PR #572, opened 2022-11-03
chore: POC for updated list of Connectors

Kells512:

> Making a list of the Connectors 

**Verification steps** 

> Screenshot from 2022-11-28 11-36-29

> < PROOFOFCONCEPTS > < connectors >

>The icons on the far left are temporary till the ones in the mock-up are available


src/ProofOfConcepts/connectors/connectors.stories.tsx
```diff
@@ -0,0 +1,16 @@
...
+export default {
+  component: DataListSelectableRows,
+  args: {},
+} as ComponentMeta<typeof DataListSelectableRows>;
+
+const Template: ComponentStory<typeof DataListSelectableRows> = (args) => (
+  <DataListSelectableRows {...args} />
+);
+
+export const Story = Template.bind({});
```
gashcrumb, line 15: It's worth getting into the habit of avoiding generic names, often you'll find you'll want to add a second story and then you have to go back and rename this one :smile:

src/ProofOfConcepts/connectors/connectors.tsx
```diff
@@ -0,0 +1,363 @@
...
+  DataListAction,
+  Flex,
+  FlexItem,
+  Label,
+  LabelGroup,
+} from "@patternfly/react-core";
+import PlusCircleIcon from "@patternfly/react-icons/dist/esm/icons/plus-circle-icon";
+import OutlinedQuestionCircleIcon from "@patternfly/react-icons/dist/esm/icons/outlined-question-circle-icon";
+
+export const DataListSelectableRows: React.FunctionComponent = () => {
```
gashcrumb, line 17: It's a good habit to keep the filename consistent with the component name.  Maybe going forward once the components start to feel more specific you might use a name like `ConnectorTypeListItem` for example.

src/ProofOfConcepts/connectors/connectors.tsx
```diff
@@ -0,0 +1,363 @@
...
+
+  const handleInputChange = (
+    id: string,
+    _event: React.FormEvent<HTMLInputElement>
+  ) => {
+    setSelectedDataListItemId(id);
+  };
+
+  return (
+    <React.Fragment>
```
gashcrumb, line 33: Do we need this wrapping fragment?  If not it's worth removing it, even just to help reduce the indentation.

locales/en/common.json
```diff
@@ -20,6 +20,18 @@
...
+    "amazon_chip": "Amazon",
+    "amazon_queue_service": "Amazon Simple Queue Service",
+    "amazon_redshift": "Amazon Redshift",
+    "big_data_chip": "Big Data",
+    "change_data_capture_chip": "Change data capture",
+    "postgresDB": "postgresDB",
+    "sink_chip": "Sink",
+    "source_chip": "Source",
+    "streaming_messaging_chip": "Streaming&messaging",
+    "verison": "Version: 1.0.1 Final"
```
gashcrumb, line 33: Typo here, `version`

Kells512:
@gashcrumb I applied the comments you mentioned :)

src/ProofOfConcepts/connectors/connectors.tsx
```diff
@@ -0,0 +1,361 @@
...
+  DataListAction,
+  Flex,
+  FlexItem,
+  Label,
+  LabelGroup,
+} from "@patternfly/react-core";
+import PlusCircleIcon from "@patternfly/react-icons/dist/esm/icons/plus-circle-icon";
+import OutlinedQuestionCircleIcon from "@patternfly/react-icons/dist/esm/icons/outlined-question-circle-icon";
+
+export const ConnectorTypeListItem: React.FunctionComponent = () => {
```
gashcrumb, line 17: Maybe call this component the list, such as `ConnectorTypeListItem` and then it'd then contain `ConnectorTypeListItem`s.  It'd be worth refactoring out the `DataListItem` elements into it's own component that you can then pass the needed properties to.  Here's an example of what I mean, [this is the old component](https://github.com/bf2fc6cc711aee1a0c2a/cos-ui/blob/main/src/app/components/ConnectorTypeCard/ConnectorTypeCard.tsx) that this POC could be replacing.

Kells512: Would you mean creating a props component and then also having the data list component separate?

gashcrumb: Sorry, I didn't catch this earlier :smile: 

See if you can take one of the `DataListItem` elements underneath this `DataList` you've created and turn it into it's own component that accepts properties for each of the items it needs to display.

gashcrumb:
I think we can close this as this effort was moved over to the cos-ui repo.

PR #584, opened 2022-12-01
chore: Refactor kafka topic

HemaHG:

> Refactor topic table


HemaHG:
@Riccardo as you were saying yesterday you handled the Kafka instances fetch in this repo which is not a good idea so you changed the approach, I am also doing the same thing in getting the kafka topics so I removed the data fetching part, please let me know if it's a good approach or should I stick with the existing code

riccardo-forina:
Yes it's a good idea, and a lot of that code feels like it can be handled as some shared hook of some sort, there is a lot of repetition between all the components that feed the tables with data.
• • • • • • •
Go through the records line by line and give the number of lines with the string "smile" in them, stating nothing else.

• **Answer for the task**
2